Monday, June 22, 2009

What I've seen so far and what I'm expecting to see...

The Brothers Bloom, dir. Rian Johnson-The film had some very good elements:
It's hard to cover this film without spoiling much of it
-The visual look was terrific. I wasn't sure if it was a period piece or it was set in the late 2000's, because there was a definite lack of cell phones and other modern day apparatuses in the frame. It was very retro, yet very much in the present
-Rachel Weicz was such a fascinating character. How could a woman that beautiful and rich be so lonely? Weicz manages to pull it off. An absolutely amazing performance and kudos to her for learning all those talents (apparently she had to learn all those talents)
-Some of the dialogue was exceptional. Penelope's speech about reinventing her life and refusing to see her loneliness as a weakness was definitely thought-provoking.

At the same time, the film on the whole didn't make any sense. It was too many twists to the point where you just didn't care what was going on screen because none of it was real and there wasn't much suspense to convince you that the film might have been heading in any other direction.

Wolverine, dir. Gavin Hood
Simply put, I've never seen such a promising franchise be squandered so poorly. The story, before being put to screen, had a lot of potential. Here's what I grasped from what the film was really about: Wolverine had some sort of internal ying and yang battle between his animalistic urges and his sense of humanity. Whenever something happened, his immediate reaction was to go berserk (full disclaimer: Wolverine goes berserk a lot) because that was his animistic nature. When he was able to control himself more, Wolverine showed empathy towards others and did the right thing. Sabretooth, on the other hand, was just purely irrational. Wolverine's journey is partially what's in the plot but it's also from differentiating himself with Sabretooth.
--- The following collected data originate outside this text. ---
PR #289, opened 2025-01-12
add simple escape analysis

### LINKED ISSUE #278: Add escape analysis
I added a proposition of the interface in the `EscapeAnalysis.kt` file, but feel free to adjust it. Insert this inside pipeline in the appropriate place afterwards.

km1chno:
Resolves #278 

## Overview of logic

So I came up with an algorithm for approximating which variables escape scope of function they are declared in. This is what I came up with:

1. It seems that there are two ways variables can escape - through return expressions and assignments to something in scope above - but we have to be careful, because this can be transitive, e.g.
```
let f = [] -> [] -> Int => (
  let x = 10;
  let g = [] -> Int => x;
  let h = g;
  h                         # <-- x escapes indirectly!
)
```
3. First, we preprocess - collect all variables used in all assignments and return expressions.
4. For each variable, we calculate `usageDepth` - the highest static depth of function to which it can escape. This is done in the following way:
- Initialize `usageDepth[var]` to `staticDepth` of function declaring it,
- For all return statements, take all variables it references, and for each set `usageDepth` to static depth of function in which the return is, -1.
- As the last step, until fixed point is obtained, iterate through all assignments. Let L be the set of variables references in LHS, R in the RHS. For each `var \in R`, set `usageDepth` to `min(usageDepth(L))`.
5. We can now identify closures that escape their scope - these are exactly closures whose variables have `usageDepth` smaller than static depth of function declaring it.
6. We identify as escaping all variables corresponding to escaping closures + all variables used in escaping closures, that are not defined in them.

## Caveats - so what could be done better
- If one field of struct escapes, the whole struct is declared as escaping,
- the algorithm in general could be smarter, we could evaluate **for each scope** what can escape it, e.g. we could evaluate better what can escape a return expression, instead of just assuming that everything referenced in it can escape.

## Things left TODO
- [x] Unit tests for more cases
- [x] Insert escape analysis into pipeline


examples/not_yet_correct/closures/escape_via_assignment.cac
```diff
@@ -0,0 +1,7 @@
+let h = [] -> Int => 5;
+
+let f = [] -> () => (
```
FilipKon13, line 3: I think it should be Unit here, not ()

examples/not_yet_correct/closures/escape_via_assignment_struct.cac
```diff
@@ -0,0 +1,7 @@
+let s = {h = () -> Int => 5, y = 10}
+
+let f = [] -> () => (
```
FilipKon13, line 3: As above

FilipKon13 (approved):
Approving beforehand so that you can merge easily

PR #292, opened 2025-01-13
Sanity Restored?

### LINKED ISSUE #288: Void propagation does not work
The code

```
let f = [x : Bool] -> Int => if x then return 0 else return 1;
```

fails with the following error:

Anyway, because I'm an X-Men fan that I would have seen the film anyway, but it was a massive disappointment. It was overly Ramboish and the special effects were distractingly excessive. I wrote more here

Angels and Demons, directed by Ron Howard:
I know that the original had a hard time pleasing people, so if I liked the original a lot and I also liked A&D, I know that's not going to count as a highly-touted recommendation. What I can say is that A&D is similar in tone to the first film but with quicker pacing. It's much more of a thriller although it doesn't have as much of the buzz and controversy that the first one carried with it. That takes away some of the gravity. As someone who has read the book, I think the adaptation made some very smart decisions as to where the film should depart from the book and there is enough to be surprised in that department. You also have to hand it to the film for really showing Rome in all its glory and there's a lot of great scenery to like in the film as well.

Land of the Lost, directed by Brad Silberling:
It wasn't the absolute worst film I have ever seen but it was close to it. I am someone who tend to think anything starring Will Ferrell, including Step Brothers and Blades of Glory, were good films. This, however, was a major misstep on Ferrell's part that will definitely make me second-guess going to a film just because Ferrell is on the marquis. The film just wandered without much of a plot and didn't have enough laughs to keep us invested along the way. I know it was a homage to a TV show with notoriously low production values, but that was a kid's film.

Star Trek, directed by J.J. Abrahams:
Most of what's already been said about Star Trek are my sentiments. It's a truly exciting film that does a flawless job of walking the fine line between reinventing characters and altering them to fit a new generation or storyline. The actors and forces behind them did a great job of interpreting these iconic roles and that's what made the film tick so well. The special effects and visuals were amazing as well. It's hard to truly awe in audience when one out of every films released in the summer boasts a $100 million budget for special effects, but Star Trek was out there. One little complaint: The plot was somewhat confusing and ultimately, meaningless. It wouldn't have hurt to give us a plot worth caring about.